Originally Posted By: HTSS_TR
Mann MA-1001 at Amazon.com for $14.7, buy 2 for less than $30 and free shipping. Air filter should lasted more than 20k miles, unless the truck is driven in very dusty area.


And I was paying $21 for a FRAM! May just do that
 
I have a mann from Amazon on the Accord, a pretty nice filter. Fram actually makes some good air filters as well. I usually go 15,000 miles, though the schedule on either car is 30,000. Filter manufacturers recommendation is going to be as low as reasonable.
 
The filter manufactures want you to change their filters as often as possible so they can sell you more. For normal city/highway driving 12k miles is nothing to accumulate to clog the filter.
 
Well, Ill go longer than 12K, not driving in dust or anything. I think I will try the MANN filter, and maybe one of their oil filters, too.Thanks
 
Running the Amsoil EA version of this filter IIRC it was about $38 also but has a great lifespan and a nice fit.
Ask Pablo if he can hook you up, you wont be disappointed with this filter.
 
Rockauto.com has the same Mann air filter MA-1001 for $8.69 and Mann oil filter ML-1005 for $2.54. If you buy 4 oil filters and 2 air filters, the shipping is $8.38 and the total to $35.92.
 
To me "best" implies some objective standard has been implemented to determine which filters the best, holds the most dirt, is, etc. Unless you have some objective data to compare, how can you proclaim one product "better" than another? Which is why I don't try to answer these sorts of questions and respectfully point out that it hasn't been answered here.
 
Originally Posted By: WMSmotorhead
Best is a thick word.. We should be able to judge fit and build quality though. One can tell how well a filter is put together.. Right?

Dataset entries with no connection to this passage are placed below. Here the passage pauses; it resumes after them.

PR #518, opened 2018-08-26
[fix] Standardize sshd config

zamentur:
## The problem

Some instance don't use the sshd conf of YunoHost.

## Solution

- Remove the from_script file
- make a migration to add a include instruction and ensure the ssh conf is managed
- make a manual migration to ask user what he want do if the conf is different
- implement in postinstall a way to keep the old sshd conf if the user ask for it during the install_script

## PR Status

Ready
Related PR https://github.com/YunoHost/install_script/pull/50

## How to test

Run migrations in different case:

- [ ] With /etc/yunohost/from_script
- [ ] With different port or permitrootlogin at yes
- [ ] ?

## Validation

- [ ] Quick review 0/1 : 
- [ ] Simple test 0/1 : 
- [ ] Deep review 0/1 :


src/yunohost/data_migrations/0007_reset_sshd_config.py
```diff
@@ -0,0 +1,86 @@
...
+
+        if self.mode == "auto":
+            return None
+
+        # Detect major risk to migrate to the new configuration
+        dsa = False
+        ports = []
+        root_login = []
+        port_rgx = r'^[ \t]*Port[ \t]+(\d+)[ \t]*(?:#.*)?$'
+        root_rgx = r'^[ \t]*PermitRootLogin[ \t]([^# \t]*)[ \t]*(?:#.*)?$'
```
zamentur: This regex conflict with https://github.com/YunoHost-Apps/my_webapp_ynh/pull/21

zamentur: This regex conflict with YunoHost-Apps/my_webapp_ynh#21

src/yunohost/data_migrations/0006_manage_sshd_config.py
```diff
@@ -0,0 +1,76 @@
...
+        # If custom conf, add 'Include' instruction
+        ynh_hash = _get_conf_hashes('ssh')[SSHD_CONF]
+        current_hash = _calculate_hash(SSHD_CONF)
+        include_rgx = r'^[ \t]*Include[ \t]+sshd_config\.d/\*[ \t]*(?:#.*)?$'
+        if ynh_hash != current_hash:
+
+            add_include = False
+            for line in open(SSHD_CONF):
+                if re.match(include_rgx, line) is not None:
+                    add_include = True
```
alexAubin: Maybe I'm mistaking, but shouldn't it be the opposite ? If you find a match, don't you want to *NOT* add the include later ?

src/yunohost/data_migrations/0006_manage_sshd_config.py
```diff
@@ -0,0 +1,76 @@
...
+                    break
+
+            if add_include:
+                with open(SSHD_CONF, "a") as conf:
+                    conf.write('Include sshd_config.d/*')
+
+        # Restart ssh and backward if it fail
+        if not _run_service_command('restart', 'ssh'):
```
alexAubin: Is a restart really needed ? Wouldnt a reload be enough ?

src/yunohost/tools.py
```diff
@@ -413,6 +413,12 @@ def tools_postinstall(operation_logger, domain, password, ignore_dyndns=False):
     service_start("yunohost-firewall")
 
     service_regen_conf(force=True)
+
+    # Restore specific ssh conf
```
alexAubin: Needs a more extensive comment about what's going on here...

alexAubin:
To be investigated : some people report to not be able to connect with the admin account. Someone ended up installing libpam-ldapd on and OVH VPS.

https://forum.yunohost.org/t/impossible-connection-sur-le-compte-admin-en-ssh-ssh-could-not-resolve-hostname-service/6129/12

alexAubin:
Note that we should really wonder if disabling root login is really what we want, considering that login as admin assumes LDAP is up and running.

Reading users encountering messages like `mdap-sasl-bind-s-():can’t contact ldap server` (c.f. https://forum.yunohost.org/t/probleme-de-mise-a-jour-yunohost/6371/21 ) makes this PR a bit scary ... (Though it has always been the case theoretically that people wouldnt be able to log as root, it's just not the case in practice so far)

Psycojoker:
> Note that we should really wonder if disabling root login is really what we want, considering that login as admin assumes LDAP is up and running.

I've had to debug so much internet cube because of a broken ldap (nslcd was buggy on debian) that without root it would have been a total nightmare, I'm really /not/ trilled by the idea to disable it by default :[

Psycojoker:
> I'm not 100% opposed to simply keeping root access allowed in any cases, we should just be aware that it definitely increases the attack surface so it's a trade off between security and comfort in debugging even in the case where LDAP is down :/

Indeed, but with the new password policy we should be a little bit safe no? At least this mitigate this quite a lot (and also "admin" is a very common user name that is directly tried so removing root is a bit limited on that regards :/)

I like the "local network only" idea but I'm not sure on how much setup it would be realistic.

Josue-T:
My point of view that we should allow root login only with public key.

alexAubin:
Hmokay but then we have a new problem which is to define an SSH key, which the admin should then keep once it'll be needed, and that needs to be generated somehow. Some people don't even have Linux to run a keygen on :/...

Psycojoker:
Indeed, that looks like a really complicated side-solution :x

alexAubin:
So 90e542a re-enable root login on local network ... (192.168.*.* and 10.0.*.*, dunno if that's enough)

data/templates/ssh/sshd_config
```diff
@@ -94,3 +87,11 @@ Match User sftpusers
         AllowTcpForwarding no
         GatewayPorts no
         X11Forwarding no
+
+# root login is allowed on local networks
+# It's meant to be a backup solution in case LDAP is down and
+# user admin can't be used...
+# If the server is a VPS, it's expected that the owner of the
+# server has access to a web console through which to log in.
+Match Address 192.168.0.0/16,10.0.0.0/16
```
Josue-T: Is it not 10.0.0.0/8 and are there not also 172.16.0.0/12
And for IPv6 ? Didn't test but maybe fe80::/16 could be also useful :smile:

zamentur: done, i added link local too

zamentur:
A nice to have could ba a settings to specify which ip can connect as root, but i think it's not completely necessary for this PR.

SylvainCecchetto:
Hi, I don't if the SSH migration from YHN 3.4 come from this merge but anyway.
The migration 8 `ssh_conf_managed_by_yunohost_step2` want to modify the SSH port to 22 if the user (like me) use another custom port.
I have no problem with that but I have a question: Is this migration script also check that the fail2ban SSHD config is also configuring to check on the 22 port.
Because the guide https://yunohost.org/#/security_fr says to modify the fail2ban configuration if we modify the SSH port.

Thank you ;-)

alexAubin:
Nope it doesn't .. if you changed the SSH port, then right now that's up to you to reconfigure things properly :/

SylvainCecchetto:
Ok, thank you for the confirmation ;-)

Yeah, that has to be true. Why would a company do a top notch filter with impeccable fit and materials and then put a substandard media in it?
 
I would say that most paper filters are loaded with OK media. From all the tests I've seen.. the usual air filter issues are with gaskets failing, or things getting unglued. My Dad's truck came over with a "Speedy Lube" air filter of some sort where the gasket failed and it leaked. Ive seen some Fram cone shapes have the end cap come unglued rendering it useless.

Whenever I get a filter, I take it out of the box, and check the gasketing for plausible durability.. If it's got a good edge, no leaks, and it will glued (slight pressure doesn't cause it to pop apart..) I've marked it as satisfactory and used it in my car.

Filters I've seen fail: some model Fram, some generic Speedy Lube filters.

Filters I've not seen fail: Purolator, Hastings (Both made my Hastings/Baldwin) and Motorcraft.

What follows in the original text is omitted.